### Exercise brief:
Copy out all of the records, exactly as they appear.

### Input for this task:
————————

PR #437, opened 2026-05-15
spiral_2D_array now uses the center parameter

### LINKED ISSUE #413: Spiral 2D array not using the center parameter
The function spiral_2D_array is not using the parameter center. In the beamforming.py file you can find the function spiral_2D_array  and the center parameter is not use.

robrui:
The `spiral_2D_array` function accepted a `center` parameter but didn't use it — the array was always returned at the origin. All other array generators (`linear_2D_array`, `circular_2D_array`, `poisson_2D_array`) add the center offset correctly, so this brings the spiral function in line.

Fixes #413.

————————

### Response:
PR #437, opened 2026-05-15
spiral_2D_array now uses the center parameter

### LINKED ISSUE #413: Spiral 2D array not using the center parameter
The function spiral_2D_array is not using the parameter center. In the beamforming.py file you can find the function spiral_2D_array  and the center parameter is not use.

robrui:
The `spiral_2D_array` function accepted a `center` parameter but didn't use it — the array was always returned at the origin. All other array generators (`linear_2D_array`, `circular_2D_array`, `poisson_2D_array`) add the center offset correctly, so this brings the spiral function in line.

Fixes #413.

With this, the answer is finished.